Respostas Comentadas
- Não. Nos termos do artigo 513.º do Código Civil, a solidariedade só existe quando resulte da lei ou da vontade das partes. Na falta de estipulação, a obrigação é conjunta/parciária. Carlos só poderá exigir a António a sua quota-parte, em regra 500 €.
- Em princípio, mora. Há atraso no cumprimento, mas a prestação ainda é possível e ainda pode interessar ao credor. A mora está ligada ao artigo 804.º do Código Civil.
- Não necessariamente. O contrato-promessa gera, em regra, direitos de crédito, não transmissão imediata da propriedade. A aquisição do direito real exige o ato jurídico adequado e, em imóveis, relevância registral.
- Pode haver compensação até 500 €, desde que estejam preenchidos os requisitos legais. A dívida de Gustavo poderá reduzir-se para 1.500 €.
- Em regra, não. Na cessão de créditos, prevista no artigo 577.º do Código Civil, não é necessário o consentimento do devedor, salvo proibição legal, convencional ou resultante da natureza da prestação.
- Sim. Na assunção de dívida, prevista no artigo 595.º, o credor tem de aceitar a substituição se o antigo devedor pretende ficar liberado. Isto protege o credor contra a troca por devedor menos solvente.
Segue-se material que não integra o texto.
PR #18572, opened 2025-03-27
fix(j-s): use transitionCase when court id is changed

thorhildurt:
# [Laga state breytingu ](https://app.asana.com/0/1199153462262248/1209797193351298)

## What
- Use transitionCase when court id is changed

## Why
- Because we want to use our internal state machine when states are changing

## Screenshots / Gifs

## Checklist:

### DIFF
--- a/apps/judicial-system/backend/src/app/modules/case/case.controller.ts
+++ b/apps/judicial-system/backend/src/app/modules/case/case.controller.ts
@@ -41,6 +41,7 @@ import type { User } from '@island.is/judicial-system/types'
 import {
   CaseOrigin,
   CaseState,
+  CaseTransition,
   CaseType,
   indictmentCases,
   investigationCases,
@@ -291,10 +292,7 @@ export class CaseController {
     const hasCourtIdUpdate =
       theCase.courtId && update.courtId && theCase.courtId !== update.courtId
     if (hasCourtIdUpdate) {
-      update.courtCaseNumber = null
-      update.judgeId = null
-      update.registrarId = null
-      update.state = CaseState.SUBMITTED
+      transitionCase(CaseTransition.SUBMIT, theCase, user)
     }
 
     return this.caseService.update(theCase, update, user) as Promise<Case> // Never returns undefined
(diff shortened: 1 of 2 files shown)


apps/judicial-system/backend/src/app/modules/case/case.controller.ts
```diff
@@ -291,10 +292,7 @@ export class CaseController {
     const hasCourtIdUpdate =
       theCase.courtId && update.courtId && theCase.courtId !== update.courtId
     if (hasCourtIdUpdate) {
-      update.courtCaseNumber = null
-      update.judgeId = null
-      update.registrarId = null
-      update.state = CaseState.SUBMITTED
+      transitionCase(CaseTransition.SUBMIT, theCase, user)
```
thorhildurt, line 295: I think it makes more sense to call this transition here when a certain change occurs in a case update compared to calling the transition case endpoint in from the client. In the client the option to change the court occurs in at least two places. 

Still making this call here or in the client, it will trigger 2x case updates compared to the previous update assignment.

apps/judicial-system/backend/src/app/modules/case/case.controller.ts
```diff
@@ -288,16 +289,31 @@ export class CaseController {
...
+    if (requiresCourtTransition) {
+      this.eventService.postEvent(
+        CaseTransition.MOVE,
+        updatedCase ?? theCase,
+        false,
+        {
+          from: theCase.court?.name,
+          to: updatedCase?.court?.name,
+        },
+      )
```
gudjong, line 313: Good that you remembered to post a Slack event, I had not thought of that.

You may actually want consider moving the move transition and event to the update method in the case service. I just noticed that that method is already handling the receive transition, so it may make sense to keep them together in one place.

gudjong (approved):
Nice and clean. One suggestion you may want to consider.

apps/judicial-system/backend/src/app/modules/case/case.controller.ts
thorhildurt: Good catch! Will refactor 👌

- Enriquecimento sem causa, nos termos do artigo 473.º do Código Civil. Quem recebe sem causa justificativa pode ficar obrigado a restituir.
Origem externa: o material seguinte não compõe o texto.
PR #18659, opened 2025-04-03
feat(j-s): Alternative Service Option

gudjong:
# Alternative Service Option

[Komast hjá því að gefa út fyrirkall í gáttinni](https://app.asana.com/0/1199153462262248/1209423380480960/f)

## What

- Adds the option to serve an indictment without issuing a subpoena.

## Why

- Sometimes it is necessary to serve an indictment without issuing a subpoena, for instance when a defendant cannot be reached.

### A subpoena has not been issued
https://github.com/user-attachments/assets/5d465894-929c-4b26-bbd2-06cedb7596e5

### A subpoena has already been issued
https://github.com/user-attachments/assets/2de08aeb-399d-412c-be08-75bed2382da1

## Checklist:

## Summary by CodeRabbit

- **New Features**
  - Introduced alternative service options for defendants, allowing users to indicate alternative service status and provide descriptions.
  - Updated subpoena processing to conditionally exclude defendants using alternative service.
  - Enhanced API responses, GraphQL queries, and UI components to display and manage these alternative service details.

- **Chores**
  - Performed a database schema update to incorporate the new alternative service fields.


apps/judicial-system/backend/migrations/20250401150502-gudjon,update-defendant.js
thorhildurt, line 1: Nit: The migration name contains your name, is that intended? 😅

apps/judicial-system/web/src/routes/Court/Indictments/Subpoena/Subpoena.strings.ts
```diff
@@ -1,69 +1,77 @@
...
+        'Notaður sem texti í staðfesta takka í modal glugga á Fyrirkallsskjá í ákærum.',
+    },
+    modalSecondaryButtonText: {
+      id: 'judicial.system.core:subpoena.modal_secondary_button_text',
+      defaultMessage: 'Hætta við',
+      description:
+        'Notaður sem texti í hætta takka í modal glugga á Fyrirkallsskjá í ákærum.',
+    },
+  }),
+  modalAlternativeServiceTitle: 'Skrá birtingu með öðrum hætti',
```
thorhildurt, line 73: Do we want to mix Contentfull definitions and these static probs?

apps/judicial-system/web/src/routes/Court/components/SubpoenaType/SubpoenaType.strings.ts
```diff
@@ -1,22 +1,30 @@
...
+        'Notaður sem texti fyrir Útivistarfyrirkall valkost á Fyrirkalls skjá í dómaraflæði í ákærum.',
+    },
+    arrest: {
+      id: 'judicial.system.core:court.subpoena_type.arrest',
+      defaultMessage: 'Handtökufyrirkall',
+      description:
+        'Notaður sem texti fyrir Handtökufyrirkall valkost á Fyrirkalls skjá í dómaraflæði í ákærum.',
+    },
+  }),
+  alternativeService: 'Birt með öðrum hætti',
```
thorhildurt, line 24: Same here as above 👀

thorhildurt (commented):
Mostly nit comments 😇 But when I was testing I noticed something unexpected when removing the check and navigating between the steps. 

https://github.com/user-attachments/assets/14f005f0-5607-4602-beb5-3210270d5333

apps/judicial-system/backend/migrations/20250401150502-gudjon,update-defendant.js
gudjong: Will fix

apps/judicial-system/web/src/routes/Court/Indictments/Subpoena/Subpoena.strings.ts
gudjong: I think this is a good idea. Have used it before.

apps/judicial-system/web/src/routes/Court/components/SubpoenaType/SubpoenaType.strings.ts
gudjong: I like this approach.

apps/judicial-system/web/src/routes/Court/Indictments/Subpoena/Subpoena.strings.ts
gudjong: Note, that if done correctly, all stings are stored close to where they are used. I think that this would be more of an isssue if strings were sprread around in different folders far away from where they are used.

gudjong:
> Mostly nit comments 😇 But when I was testing I noticed something unexpected when removing the check and navigating between the steps.
> 
>  Screen.Recording.2025-04-07.at.13.46.21.mov

This is actually working as intended. There is an explanation for this in the test description in the Asana task. Once an alternative service has been confirmed, it is very unlikely that either a new subpoena is issued or a new alternative service is confirmed. However, we don't want the system to prevent the court from doing that if they really want to. Rather than implementing some obscure way of providing such functionality, I decided to simply allow the court to uncheck the alternative service box and the ckeck it again to enable a new alternative service.

apps/judicial-system/web/src/routes/Court/Indictments/Subpoena/Subpoena.strings.ts
thorhildurt: Ah I should have been more clear, I am more talking about having a alternative file co-located as we do with the strings, just with a different type or structure. I am just not a fan of the different patterns within the same object defined here. Thus in some places in the code we apply a format function for some properties and others not...

But this is not a blocker and is a borderline nit (hehe) but constants are everywhere thus I am up for keeping them consistent and thus I would be up for breaking this up 😇. Could also be two objects within the string files: One for the Contentfull structure and one with our new raw structure.

thorhildurt (approved):

apps/judicial-system/web/src/routes/Court/Indictments/Subpoena/Subpoena.strings.ts
gudjong: Ok, I see what you mean. Let's just disagree and commit on this one 🫣

PR #18708, opened 2025-04-08
J s/enable civil claimant to upload files

thorhildurt:
# [Civil claimants can upload and view files](https://app.asana.com/1/203394141643832/project/1199153462262248/task/1208230818033628)

## What
- Enable civil claimants to upload files
- Enable civil claimants to view their own uploaded files (independent of case file access granted)
- Enable defenders to view their own uploaded files (independent of case file access granted)

## Why
- Required feature and behaviour

## Screenshots / Gifs

## Checklist:


apps/judicial-system/backend/src/app/modules/case/filters/case.filter.ts
```diff
@@ -383,26 +382,21 @@ const canDefenceUserAccessIndictmentCase = (
     CivilClaimant.isConfirmedSpokespersonOfCivilClaimant(
       user.nationalId,
       theCase.civilClaimants,
-    ) &&
-    !forUpdate
+    )
```
unakb, line 385: I wonder if we should rethink how we use the CaseWriteGuard (especially in terms of limited access cases) because if we remove this from here (I'm assuming it was necessary to be able to call the file endpoint) we're basically giving civil claimant spokespersons the same case update privileges as defenders. It's not a huge issue at the moment since defenders update privileges are extremely limited, but I worry it could become a hidden gotcha in the future if we add more update fields for defenders without realizing it opens them up for spokespersons, legal rights spokepersons, and any other users that are classified as the defender role.

unakb: Not something we'll fix here though of course 😊

unakb (approved):
Looks good 😊

PR #18764, opened 2025-04-11
fix(ci): `skipped` or `cancelled` jobs parsed as `success`

AndesKrrrrrrrrrrr:
We only check for non-failure, so if a job was skipped or cancelled, it's still a "success".

Additionally, if the "Success" job is cancelled, it's "skipped", thus a "success" to the merge queue, and would proceed to the merge queue even if jobs failed (because the "success" job didn't fail).

Updating to always run, and require all steps to be success or skipped.

## Summary by CodeRabbit

- **Chores**
	- Streamlined our automated dependency verification process to consolidate success checks and enhance error reporting behind the scenes.

### DIFF
--- a/.github/workflows/pullrequest.yml
+++ b/.github/workflows/pullrequest.yml
@@ -403,20 +403,15 @@ jobs:
         env:
           NEEDS: ${{ toJSON(needs) }}
         run: |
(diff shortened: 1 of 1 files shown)


pro-ingvar (approved):
LGTM 👍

- Obrigação de meios. O profissional deve atuar com diligência, zelo e competência, mas não garante necessariamente o resultado.
- Obrigação de resultado. O empreiteiro obriga-se a entregar uma obra concluída, não apenas a tentar construí-la.
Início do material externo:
PR #18777, opened 2025-04-11
chore(ci): Less verbose test output

AndesKrrrrrrrrrrr:
`build` is nice and tight output, but `tests` is a mess, and it's worse when searching. Reducing verbosity for easier failure finding. Also, we don't really need the debug output for _all_ workflow runs; should add debug flag as needed.

image

image

## Summary by CodeRabbit

- **Chores**
  - Streamlined the testing process by reducing extraneous log details for a cleaner output during test runs.


robertaandersen (approved):
LGTM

- Interpelação admonitória, associada ao artigo 808.º do Código Civil. Pode transformar a mora em incumprimento definitivo se o devedor não cumprir no prazo adicional fixado.
- Fiança. É uma garantia pessoal prevista no artigo 627.º do Código Civil.
- Garantia real. A hipoteca incide sobre um bem determinado, normalmente imóvel.
- Remissão. Trata-se do perdão da dívida pelo credor, aceite pelo devedor.
- Confusão. A obrigação pode extinguir-se quando credor e devedor passam a ser a mesma pessoa.
- Prescrição. Deve analisar-se se decorreu o prazo legal que permite ao devedor opor-se à exigência judicial da dívida.
Caso Prático Final Integrado
António e Bento assinaram contrato pelo qual se obrigaram a pagar 2.000 € a Carlos. O contrato nada diz sobre solidariedade. António atrasou-se no pagamento. Carlos enviou carta dando-lhe mais 10 dias para pagar, avisando que, se não pagasse, consideraria a obrigação definitivamente incumprida.
Entretanto, Carlos cedeu o crédito a Diana, que notificou António e Bento. António alega que só deve metade. Bento afirma que Carlos lhe devia 300 € por outro negócio anterior.
Questões:
- A obrigação é solidária ou conjunta?
- Carlos podia exigir a totalidade apenas a António?
- Que efeito pode ter a carta enviada a António?
- A cessão do crédito precisava do consentimento de António e Bento?
- Bento pode invocar compensação?
Resolução Comentada do Caso Final
- Na falta de estipulação de solidariedade e não havendo norma legal que a imponha, a obrigação é conjunta/parciária, nos termos do artigo 513.º.
- Não. Carlos apenas poderia exigir a António a sua quota-parte, em princípio 1.000 €.
- A carta pode funcionar como interpelação admonitória, se fixar prazo razoável e advertir para as consequências da falta de cumprimento. Pode transformar a mora em incumprimento definitivo.
- Em regra, não. A cessão de crédito não depende do consentimento do devedor, nos termos do artigo 577.º, embora deva ser comunicada para produzir efeitos perante ele.
- Pode invocar compensação se o crédito de 300 € existir, for exigível e preencher os requisitos legais.
Resumo Final
O estudo de Direito das Obrigações exige capacidade de qualificar factos, identificar o tipo de obrigação, localizar a base legal e aplicar a solução jurídica adequada.
Não responder por intuição. Identificar primeiro a figura jurídica, depois o artigo aplicável, e só no fim concluir.